# My Three Little Dragons...



## Jedikeet (Feb 3, 2014)

Hiya Friends!

Sorry I've been very busy this past week and haven't come online as often as I usually do. We've been really busy promoting sales on our lovable conures at the shop this month, so it seems ****ing that I should also have one of these magnificent creatures of my own. Here's my little yellow sided green-cheek DROGON (named after Daenerys' black dragon from Game of Thrones)...
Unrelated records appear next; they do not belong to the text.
PR #1824, opened 2022-03-25

dklawren:
Decided easier to just create a new PR. Went through all of the changes and made small purposed commits so that the flow of changes are easier to understand. Please let me know how I can improve the process in the future as well.


dklawren:
> Please continue to review when you can. I will address the failing test cases (forgot to run those locally ☹️ before submitting)

Tests should all be passing now. Please review when can.

Bugzilla/Config.pm
```diff
@@ -11,91 +11,123 @@ use 5.10.1;
...
+###############################
 
-  my $entry = $params{$name};
+sub set_param {
+  my ($self, $name, $value) = @_;
 
-  # sanity check the value
+  die "Unknown param $name" unless (exists $self->{params}->{$name});
 
+  # Sanity check the value
```
mitchhentges, line 82: Language nit: perhaps replace the terminology here with "validate the value"? I was recently asked to not use the terms "sanity" or "sane" to describe correct values.

Bugzilla/Config/Common.pm
```diff
@@ -151,21 +153,25 @@ sub check_opsys {
...
-    return "Must be a valid closed status: one of "
-      . join(', ', @closed_bug_statuses);
-  }
+  try {
+    my @closed_bug_statuses = map { $_->name } closed_bug_statuses();
+    if (!grep($_ eq $bug_status, @closed_bug_statuses)) {
+      return "Must be a valid closed status: one of "
+        . join(', ', @closed_bug_statuses);
+    }
+  };
```
mitchhentges, line 162: Should we `catch` for a specific exception type? [It sounds like `try` without `catch` is supposed to be for exceptional scenarios](https://metacpan.org/pod/Try::Tiny):

> You can also use it like a standalone eval to catch and ignore any error conditions. Obviously, this is an extreme measure not to be undertaken lightly:

Bugzilla/Config.pm
```diff
@@ -133,6 +133,27 @@ sub migrate_params {
...
+    my $s = Safe->new;
+    $s->rdo("$datadir/params");
+    die "Error reading $datadir/params: $!"    if $!;
+    die "Error evaluating $datadir/params: $@" if $@;
+    my %file_params = %{$s->varglob('param')};
+
+    WARN('Migrating old parameters from data/params to database');
+    foreach my $key (keys %file_params) {
+      $param->{$key} = $file_params{$key};
+    }
```
mitchhentges, line 145: Where does the write to the database occur here? I don't see a call to `update` 🤔

mitchhentges (approved):
Looks good, thanks for splitting this up into separate commits. 👍

Bugzilla/Config.pm
dklawren: Will do.

Bugzilla/Config.pm
dklawren: The write happens at the bottom of the routine after all other checks and modifications have been performed.

mitchhentges (approved):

He's like a spicy little chili pepper! 

In keeping with the GOT theme, I've renamed my two tiels after Daeny's other 2 dragons. Packie is now VISERION (Daeny's white dragon)

...and Jess is now RHAEGAL

Papa Dragon and his Firebirds


----------



## aluz (Jul 24, 2011)

Oh my, you will soon reach my numbers flock wise (13), congrats on your new conure, Drogon is quite ****ing!!  
Khaleesi and I approve the name changes, too!


----------



## Cheeno (Nov 10, 2010)

Drogon is stunning. Gorgeous colours. I hope your tiels don't get an identity complex with their name-change.


----------



## Aisliyna (Sep 8, 2013)

Congrats on the new edition!


----------



## eduardo (Jul 24, 2011)

*Oh my goodness that conure is beautiful!congratulations, you are becoming quite a bird man lol*


----------



## kwatson (Jan 19, 2014)

What a beauty Nick congrats


----------



## Squirt (Feb 3, 2014)

So sweet! You are catching up to me.


----------



## Budget baby (Jan 1, 2013)

Loved that series and a ****ing name he is a beauty Nick.


----------



## LynandIndigo (Jan 21, 2012)

Nick your new conure is Beautiful... Your cockatiels are cute and to see your birds on you is great now i can put a name to your face ....You take a great photo Nick...Glad you are back my friend...


----------



## Jo Ann (Sep 3, 2011)

*My*

Lucky you! You get first pic on all the cuties in the store. I see the Jedi personality already in the eye of this young dragon. Blessings, Jo Ann


----------



## Trimath (Jan 10, 2013)

Ohh! Nick,
What beauties they are! You really are becoming the "Birdman of Talk Budgies".I actually love the name changes as I am a huge GOT fan and the dragons are one of my favourite parts of the story.You really must make time for us... we miss your pics and funny comments when you are gone;I know you are doing a great job at the pet store but we need our "Nick Fix" too,lol


----------



## FaeryBee (May 9, 2011)

*Drogon is just as cute as can be. What an adorable little Dragon! It indeed seems ****ing that Packie is now Viserion and Jess is now Rhaegal. :thumbsup:

Congratulations Papa Dragon! Hope to see more of you (and your little dragons) soon. :wave:*


----------



## Superchirp (Jun 7, 2013)

they are just precious!!


----------



## Jedikeet (Feb 3, 2014)

aluz said:


> Oh my, you will soon reach my numbers flock wise (13), congrats on your new conure, Drogon is quite ****ing!!
> Khaleesi and I approve the name changes, too!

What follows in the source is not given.